2) Peculiarity for me is the catalysis by pions. As far as I know pions exist only in very high pressures and temperaturs only in cores of massive neutron stars (or some colliders).

But as I said I'm not expert. For me was most interisting question why some objects has a potential of tidal heating and some not. So I tried to understand a process of tidal heating.

 

[Charles Link]

One of the factors in tidal heating would seem to be the rotation of the moon. (This was probably previously mentioned.) If the moon is always facing the same way as the Earth's moon with period of rotation equal to period of revolution, the tidal forces=difference in the two forces that I mentioned in post #52, would reach an equilibrium and there were be little motion in the interior. Alternatively, if the moon were rotating, this equilibrium could not occur because the tidal forces, as calculated by the equation $F_t=3 \, GMm \frac{r}{r_o^3}$, at each location keep changing. $\\$ If the heating that occurred were sufficient to cause a molten state, it would allow for increased tidal action and heating inside the moon.

 

[haruspex]

One of the factors in tidal heating would seem to be the rotation of the moon. (This was probably previously mentioned.) If the moon is always facing the same way as the Earth's moon with period of rotation equal to period of revolution, the tidal forces=difference in the two forces that I mentioned in post #52, would reach an equilibrium and there were be little motion in the interior. Alternatively, if the moon were rotating, this equilibrium could not occur because the tidal forces, as calculated by the equation $F_t=3 \, GMm \frac{r}{r_o^3}$, at each location keep changing. $\\$ If the heating that occurred were sufficient to cause a molten state, it would allow for increased tidal action and heating inside the moon.

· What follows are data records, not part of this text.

PR #8727, opened 2023-03-28
[full-ci] Introduce read-only options to OcSelect

JammingBen:
## Description
This is required for the user-group-assignment select because a user can have read-only groups that must not be removed.

## Related Issue

- Needed for https://github.com/owncloud/web/issues/8729

image

## Types of changes

- [ ] Technical debt
- [ ] Tests

### DIFF
--- a/packages/design-system/src/components/OcSelect/OcSelect.vue
+++ b/packages/design-system/src/components/OcSelect/OcSelect.vue
@@ -8,6 +8,7 @@
       :loading="loading"
       :searchable="searchable"
       :clearable="clearable"
+      :multiple="multiple"
       class="oc-select"
       style="background: transparent"
       v-bind="additionalAttributes"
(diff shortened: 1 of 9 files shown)


packages/web-app-admin-settings/src/components/Users/SideBar/EditPanel.vue
JammingBen, line 1: Changes in this file are just for testing purposes.

packages/design-system/src/components/OcSelect/OcSelect.vue
```diff
@@ -19,10 +20,30 @@
       <template v-for="(index, name) in $slots" #[name]="data">
         <slot v-if="name !== 'search'" :name="name" v-bind="data" />
       </template>
-      <template #no-options><div v-translate>No options available.</div></template>
+      <template #no-options><div :v-text="$gettext('No options available.')" /></template>
```
lookacat, line 23: I think you don't need `:` before `v-text`

JammingBen: True, thx! :)

dschmidt (approved):
Love it! 🚀 ❤️

PR #1866, opened 2026-06-20
README.md: clarify "metrics-based performance improvements" quip

upslaught:
**Summary**
this clarifies that the performance of **packages** would be improved based on the metrics, I was confused by what the performance of would be improved upon (moss? the system?)


upslaught:
(I'm actually unsure whether this is the right way to title this pr)

ermo (approved):
LGTM, thanks!

PR #1872, opened 2026-06-22
lzip: Rebuild to test vessel v0 repo format upgrade

tarkah:
**Summary**

Bump to check if we can build on the upgraded repo and everything gets updated correctly.

**Test Plan**

Check that everything looks sane after we land this.

**Checklist**


ermo (approved):
Let's see.

PR #1874, opened 2026-06-23
steam-devices: revert a regression with inputplumber

hphilm:
**Summary**

The PR https://github.com/ValveSoftware/steam-devices/pull/83 introduced a regression with `inputplumber` and its `SteamOS Handheld Controller` profile. Revert this for now till upstream provides a solution

**Test Plan**

- tested on OrangePi Neo device

**Checklist**


hphilm:
`deck` seems to work, similar as `xbox-elite` with the new rules. only `deck-uhid` doesn't. Tested via `inputplumber device 0 targets set <deck,deck-uhid,xbox-elite>`. Derek informed Valve about it ...

ReillyBrogan (approved):

hphilm:
See also: https://github.com/ValveSoftware/steam-devices/issues/86

PR #1888, opened 2026-06-26
ocl-icd: export vendor dir for stateless

K1ngfish3r:
**Summary**

need to `export OCL_ICD_VENDORS=/usr/share/OpenCL/vendors` for a `venv` so that OpenCL devices can be found
taken from l/less

**Test Plan**

run pytorch app

**Checklist**


ermo (approved):
Fingers crossed?

PR #1901, opened 2026-06-29
iio-niri: add at v2.3.1

jn-sena:
**Summary**

Add [iio-niri](https://github.com/Zhaith-Izaliel/iio-niri) for automatic screen orientation with supporting devices in Niri!

Patch from https://github.com/Zhaith-Izaliel/iio-niri/pull/13 for the `--locked` flag.

**Test Plan**

Install, run and rotate around while running Niri.

**Checklist**


i/iio-niri/monitoring.yaml
```diff
@@ -0,0 +1,5 @@
+releases:
+  id: ~ # Last checked (2026-06-29)
```
ermo: Please create an id for this package over at https://release-monitoring.org.

You can log in with your GH account.

ermo (commented):
Almost ready, except it needs a monitoring id.

ermo (commented):
For this to land, we need you to commit to updating it.

jn-sena:
> For this to land, we need you to commit to updating it.

I do commit to it

Jaredy899:
Is there a check that can be added to this? (Note that some cargo tests fail and aren't worth adding but if it does, we should). Otherwise seems simple enough.

ermo (approved):
Looks like a nice addition with not too many revdeps.

PR #1904, opened 2026-06-30
Plasma: Update to v6.7.2

hphilm:
**Summary**

Announcement: https://kde.org/announcements/plasma/6/6.7.2/
Info: https://kde.org/info/plasma-6.7.2/

**Test Plan**

**Checklist**


ermo (commented):
Are the CI builddep ordering complaints valid?

hphilm:
Lets see if current changes may satisfy the CI checks ...

ermo:
Reilly used to split these up into two parts, mainly because the summit resolver haz the dumb. He'd then land the first part and see that build, and then land the 2nd part such that the packages in that would correctly be built against the first part.

ermo (approved):
Let's give it a go.

PR #1931, opened 2026-07-04
moss: Ignore notices in command-not-found handler

sugar700:
Without this change, typing an unknown command in shell that available in repositories results in `Install package '"/etc/moss/system-model.kdl"'?` when `system-model.kdl` is in `/etc/moss`.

According to post #3, Enceladus is rotationally locked. See also post #5.

 

[Charles Link]

According to post #3, Enceladus is rotationally locked. See also post #5.

A google of the moon Enceladus and tidal heating that I just did shows Wikipedia has an article that explains the tidal heating of Enceladus apparently comes from an eccentric resonance orbit with another moon. Looks like it's not as simple as what I proposed in post #55. $\\$ Editing: Yes, and I see you covered some of that already in post#5, etc.